» Exercise brief
If a line of the material holds the string "universally", please copy it.

» Information
PR #887, opened 2022-01-28
Send mode and pattern with demux packets

glennguy:
Dependent on https://github.com/xbmc/xbmc/pull/20915

Additional information required by inputstream interface is sent with these changes:
* Encryption mode
* Sample encryption pattern

This allows for decryption of CBCS streams on platforms receiving encrypted packets (Android)

### DIFF
--- a/src/main.cpp
+++ b/src/main.cpp
@@ -2193,7 +2193,11 @@ DEMUX_PACKET* CInputStreamAdaptive::DemuxRead(void)
       memcpy(p->cryptoInfo->kid, pData, 16);
       pData += 16;
       iSize -= (pData - sr->GetSampleData());
+      ReaderCryptoInfo cryptoInfo = sr->GetReaderCryptoInfo();
       p->cryptoInfo->flags = 0;
+      p->cryptoInfo->cryptBlocks = cryptoInfo.m_cryptBlocks;
+      p->cryptoInfo->skipBlocks = cryptoInfo.m_skipBlocks;
+      p->cryptoInfo->mode = static_cast<uint16_t>(cryptoInfo.m_mode);
     }
     else
       p = AllocateDemuxPacket(iSize);
--- a/src/samplereader/FragmentedSampleReader.cpp
+++ b/src/samplereader/FragmentedSampleReader.cpp
@@ -408,16 +408,20 @@ AP4_Result CFragmentedSampleReader::ProcessMoof(AP4_ContainerAtom* moof,
       }
 
       // Inform decrypter of pattern decryption (CBCS)
-      if (m_protectedDesc->GetSchemeType() == AP4_PROTECTION_SCHEME_TYPE_CENC)
+      AP4_UI32 schemeType = m_protectedDesc->GetSchemeType();
+      if (schemeType == AP4_PROTECTION_SCHEME_TYPE_CENC || schemeType == AP4_PROTECTION_SCHEME_TYPE_CBCS)
       {
-        m_singleSampleDecryptor->SetEncryptionScheme(ENCRYPTION_SCHEME::CENC);
-        m_singleSampleDecryptor->SetCrypto(0, 0);
-      }
-      else if (m_protectedDesc->GetSchemeType() == AP4_PROTECTION_SCHEME_TYPE_CBCS)
-      {
-        m_singleSampleDecryptor->SetEncryptionScheme(ENCRYPTION_SCHEME::CBCS);
-        m_singleSampleDecryptor->SetCrypto(sample_table->GetCryptByteBlock(),
-                                           sample_table->GetSkipByteBlock());
+        m_readerCryptoInfo.m_cryptBlocks = sample_table->GetCryptByteBlock();
+        m_readerCryptoInfo.m_skipBlocks = sample_table->GetSkipByteBlock();
+
+        if (schemeType == AP4_PROTECTION_SCHEME_TYPE_CENC)
+          m_readerCryptoInfo.m_mode = CryptoMode::AES_CTR;
+        else
+          m_readerCryptoInfo.m_mode = CryptoMode::AES_CBC;
+        
+        m_singleSampleDecryptor->SetEncryptionScheme(m_readerCryptoInfo.m_mode);
+        m_singleSampleDecryptor->SetCrypto(m_readerCryptoInfo.m_cryptBlocks,
+                                           m_readerCryptoInfo.m_skipBlocks);
       }
     }
   }
--- a/src/samplereader/FragmentedSampleReader.h
+++ b/src/samplereader/FragmentedSampleReader.h
@@ -86,4 +86,5 @@ private:
   AP4_CencSampleDecrypter* m_decrypter{nullptr};
   uint64_t m_nextDuration{0};
   uint64_t m_nextTimestamp{0};
+  ReaderCryptoInfo m_readerCryptoInfo{ReaderCryptoInfo()};
 };
--- a/src/samplereader/SampleReader.h
+++ b/src/samplereader/SampleReader.h
@@ -14,6 +14,22 @@
 #include <kodi/AddonBase.h>
 #include <kodi/addon-instance/Inputstream.h>
 
+// These values must match their respective constant values
+// defined in the Android MediaCodec class 
+enum class CryptoMode : uint16_t
+{
+  NONE = 0,
+  AES_CTR = 1,
+  AES_CBC = 2
+};
+
+struct ReaderCryptoInfo
+{
+  uint8_t m_cryptBlocks{0};
+  uint8_t m_skipBlocks{0};
+  CryptoMode m_mode{CryptoMode::NONE};
+};
+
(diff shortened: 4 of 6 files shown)


src/samplereader/FragmentedSampleReader.cpp
```diff
@@ -410,14 +410,19 @@ AP4_Result CFragmentedSampleReader::ProcessMoof(AP4_ContainerAtom* moof,
       // Inform decrypter of pattern decryption (CBCS)
       if (m_protectedDesc->GetSchemeType() == AP4_PROTECTION_SCHEME_TYPE_CENC)
       {
+        m_cryptBlocks = 0;
```
glennguy: I think this whole section could be simplified but I thought to be a bit conservative - I'm not sure if GetCrypt/SkipByteBlock will always return 0 for regular old CTR, and if it's safe to just use the `m_cryptMode` values to send to `SetCrypto` since the values all line up with each other - would this be bad practice?

CastagnaIT: for me its ok as you have done by explicit set all vars

the only thing that i am wondering is,
its better take the example of the IS interface that group all crypto info vars in to a single struct var, like done in `cryptoInfo` with `DEMUX_CRYPTO_INFO` struct? instead to have to add new getters for each new crypto info var?

src/samplereader/FragmentedSampleReader.h
```diff
@@ -86,4 +86,7 @@ class ATTR_DLL_LOCAL CFragmentedSampleReader : public ISampleReader, public AP4_
   AP4_CencSampleDecrypter* m_decrypter{nullptr};
   uint64_t m_nextDuration{0};
   uint64_t m_nextTimestamp{0};
+  AP4_UI08 m_cryptBlocks{0};
+  AP4_UI08 m_skipBlocks{0};
+  AP4_UI32 m_cryptMode{0};
```
CastagnaIT: m_cryptMode should be initialized with AP4_CENC_CIPHER_NONE

glennguy:
@CastagnaIT I've reworked and done the crypto info struct as you suggested. I think it looks better now.

src/samplereader/FragmentedSampleReader.cpp
```diff
@@ -408,16 +408,17 @@ AP4_Result CFragmentedSampleReader::ProcessMoof(AP4_ContainerAtom* moof,
...
-      else if (m_protectedDesc->GetSchemeType() == AP4_PROTECTION_SCHEME_TYPE_CBCS)
-      {
-        m_singleSampleDecryptor->SetEncryptionScheme(ENCRYPTION_SCHEME::CBCS);
-        m_singleSampleDecryptor->SetCrypto(sample_table->GetCryptByteBlock(),
-                                           sample_table->GetSkipByteBlock());
+        m_readerCryptoInfo.m_cryptBlocks = sample_table->GetCryptByteBlock();
+        m_readerCryptoInfo.m_skipBlocks = sample_table->GetSkipByteBlock();
+        m_readerCryptoInfo.m_mode = schemeType == AP4_PROTECTION_SCHEME_TYPE_CENC
+                                        ? AP4_CENC_CIPHER_AES_128_CTR
+                                        : AP4_CENC_CIPHER_AES_128_CBC;
```
CastagnaIT: expand it its better readable
```suggestion
if (schemeType == AP4_PROTECTION_SCHEME_TYPE_CENC)
        m_readerCryptoInfo.m_mode = AP4_CENC_CIPHER_AES_128_CTR;
else
       m_readerCryptoInfo.m_mode = AP4_CENC_CIPHER_AES_128_CBC;
```

src/main.cpp
```diff
@@ -2193,7 +2193,11 @@ DEMUX_PACKET* CInputStreamAdaptive::DemuxRead(void)
       memcpy(p->cryptoInfo->kid, pData, 16);
       pData += 16;
       iSize -= (pData - sr->GetSampleData());
+      ReaderCryptoInfo info = sr->GetReaderCryptoInfo();
       p->cryptoInfo->flags = 0;
+      p->cryptoInfo->cryptBlocks = info.m_cryptBlocks;
+      p->cryptoInfo->skipBlocks = info.m_skipBlocks;
+      p->cryptoInfo->mode = info.m_mode;
```
CastagnaIT: here you are assuming that bento4 variables
AP4_CENC_CIPHER_AES_128_CTR/AP4_CENC_CIPHER_AES_128_CBC
are always equal to mediacodec android variables

are we sure that bento4 will always follow this pattern? i wondering what happens if bento4 change values?
do you think it would be better to define our own enum based on android values? or these are universally fixed values?

src/main.cpp
```diff
@@ -2193,7 +2193,11 @@ DEMUX_PACKET* CInputStreamAdaptive::DemuxRead(void)
       memcpy(p->cryptoInfo->kid, pData, 16);
       pData += 16;
       iSize -= (pData - sr->GetSampleData());
+      ReaderCryptoInfo info = sr->GetReaderCryptoInfo();
```
CastagnaIT:
```suggestion
      ReaderCryptoInfo cryptoInfo = sr->GetReaderCryptoInfo();
```

src/main.cpp
glennguy: yes we're assuming these values stay the same - equally we're relying on the android side that these values don't change to set the crypto mode either:
```
packet.cryptoInfo->mode == CJNIMediaCodec::CRYPTO_MODE_AES_CBC
                ? CJNIMediaCodec::CRYPTO_MODE_AES_CBC
                : CJNIMediaCodec::CRYPTO_MODE_AES_CTR);

```
So no I could never say universally fixed.... I'll define our own enum in samplereader.h

src/samplereader/SampleReader.h
```diff
@@ -14,6 +14,20 @@
 #include <kodi/AddonBase.h>
 #include <kodi/addon-instance/Inputstream.h>
 
+enum CryptoMode : uint16_t
+{
+  NONE,
+  AES_CTR,
+  AES_CBC
+};
```
CastagnaIT: is preferible to have a class enum over ungrouped old enum, and with fixed values like:

```suggestion
// The crypto modes values must match android MediaCodec values
enum class CryptoMode
{
  NONE=0,
  AES_CTR=1,
  AES_CBC=2
};
```
you can also partial restore the original implementation where SetEncryptionScheme use the enum instead an integer arg variable

the only cast needed to add is in main.cpp

p->cryptoInfo->mode = static_cast<uint16_t>(cryptoInfo.m_mode);

glennguy: Sure thing, done

src/samplereader/SampleReader.h
```diff
@@ -14,6 +14,20 @@
 #include <kodi/AddonBase.h>
 #include <kodi/addon-instance/Inputstream.h>
 
+enum class CryptoMode : uint16_t
```
CastagnaIT, line 19: please add a comment above this enum with something similar to this:
`// The crypto modes values must match android MediaCodec values`
We should start documenting the code better, this will make life easier for us and for future developers

glennguy:
@CastagnaIT If this looks good to you now could you please approve?

CastagnaIT (approved):

Acidzero2020:
it looks like this commit broke the build.

```
/<<PKGBUILDDIR>>/src/main.cpp: In member function ‘virtual DEMUX_PACKET* CInputStreamAdaptive::DemuxRead()’:
/<<PKGBUILDDIR>>/src/main.cpp:2146:22: error: ‘struct DEMUX_CRYPTO_INFO’ has no member named ‘cryptBlocks’
 2146 |       p->cryptoInfo->cryptBlocks = cryptoInfo.m_cryptBlocks;
      |                      ^~~~~~~~~~~
/<<PKGBUILDDIR>>/src/main.cpp:2147:22: error: ‘struct DEMUX_CRYPTO_INFO’ has no member named ‘skipBlocks’
 2147 |       p->cryptoInfo->skipBlocks = cryptoInfo.m_skipBlocks;
      |                      ^~~~~~~~~~
/<<PKGBUILDDIR>>/src/main.cpp:2148:22: error: ‘struct DEMUX_CRYPTO_INFO’ has no member named ‘mode’
 2148 |       p->cryptoInfo->mode = static_cast<uint16_t>(cryptoInfo.m_mode);
      |                      ^~~~
```

https://launchpadlibrarian.net/599274989/buildlog_ubuntu-jammy-amd64.kodi-inputstream-adaptive_6%3A20.2.0-1~jammy_BUILDING.txt.gz

CastagnaIT:
@Acidzero2020 you have to sync your kodi sources to upstream
and rebuild from scratch

Acidzero2020:
Thanks.
As info, the build log is from kodi ppa, it failed there too.

https://launchpad.net/~team-xbmc/+archive/ubuntu/xbmc-nightly/+packages?field.name_filter=inputstream&field.status_filter=published&field.series_filter=

CastagnaIT:
the change has been merged today
i think will be updated next days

» Solution for this task
do you think it would be better to define our own enum based on android values? or these are universally fixed values?
So no I could never say universally fixed.... I'll define our own enum in samplereader.h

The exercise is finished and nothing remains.